It was really cold outside. It wasn't supposed to be cold inside. But when I woke up that morning, my nose felt like a puppy nose. Cold.
No wonder! It was 45 degrees in the house! Turned out the problem wasn't the thermometer that just reflected the temperature. It was the thermostat. That sets the temperature.
If there was ever a time when our world, our country needed for the followers of Jesus to be thermostats, it's now. It's way too hot. So much anger and yelling and disrespect.

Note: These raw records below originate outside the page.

PR #8861, opened 2026-04-28
fix(argoCD): avoid duplication of latest  deployments

antarasevich:
## Summary

Fix duplicate `ArgocdSyncOperation` records caused by ArgoCD exposing the same completed sync in two places in its API response: `status.history[]` and `status.operationState`.

## Problem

We who bear Jesus' Name can't afford to be thermometers in an environment like this. If we reflect the fierce and fractured temperature around us, we will simply give folks another reason not to choose Jesus.

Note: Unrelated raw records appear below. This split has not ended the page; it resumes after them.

PR #8880, opened 2026-05-16
fix: require secret for forwarded user auth

klesh:
### Summary
Reject spoofed X-Forwarded-User headers unless a configured shared secret matches the forwarded secret header.


Startrekzky (approved):
LGTM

No issue I may have thoughts about is important enough for me to forget who I really am. Or to discredit the One who loves me most.
For one thing, I have "dual citizenship." My passport says I'm an American citizen. My Bible says, "Our citizenship is in heaven. And we eagerly await a Savior from there" (Philippians 3:20).
My national citizenship is for the rest of my life. My citizenship in the Kingdom of God is forever. And it's to my forever King that I owe my ultimate loyalty.
What I must not forget is that, first and foremost, "we are Christ's ambassadors" (2 Corinthians 5:20). So, "whatever you do or say, do it as a representative of the Lord Jesus" (Colossians 3:17). In my texts, my conversations, my emails, my social media posts, my attitude. Folks can't see and hear Jesus. But they can see and hear me. And judge my Jesus by me.
After an election, some are grieving, seething, celebrating or stressing over the outcome. That's why, as one of Jesus' representatives, I need to make a choice - to bring the peace and presence of Jesus into each conversation, each situation.
So, I've been thinking about what instructions I have from my King that will help me set a climate He'd be comfortable in. It boils down to five simple responsibilities for a Jesus-ambassador.
His kind of love. The kind that loved us "while we were yet sinners" (Romans 5:8). Unconditional. Uncondemning. Love that is light in dark places. "Love your enemies... Bless those who curse you," Jesus said (Luke 6:27-28). Love that builds up and refuses to tear down or reciprocate.
It's a choice, not a feeling. Not to treat you like you treat me. But like Jesus treats me.
If I get sucked into the spiral of hurtful words and inflamed opinions, I become a reason for someone to say, "See, they're just like us!" I can't do that because "this is how they will know you are My disciples, by your love..." (John 13:35). Whatever they give, I know what I must give. Love like His.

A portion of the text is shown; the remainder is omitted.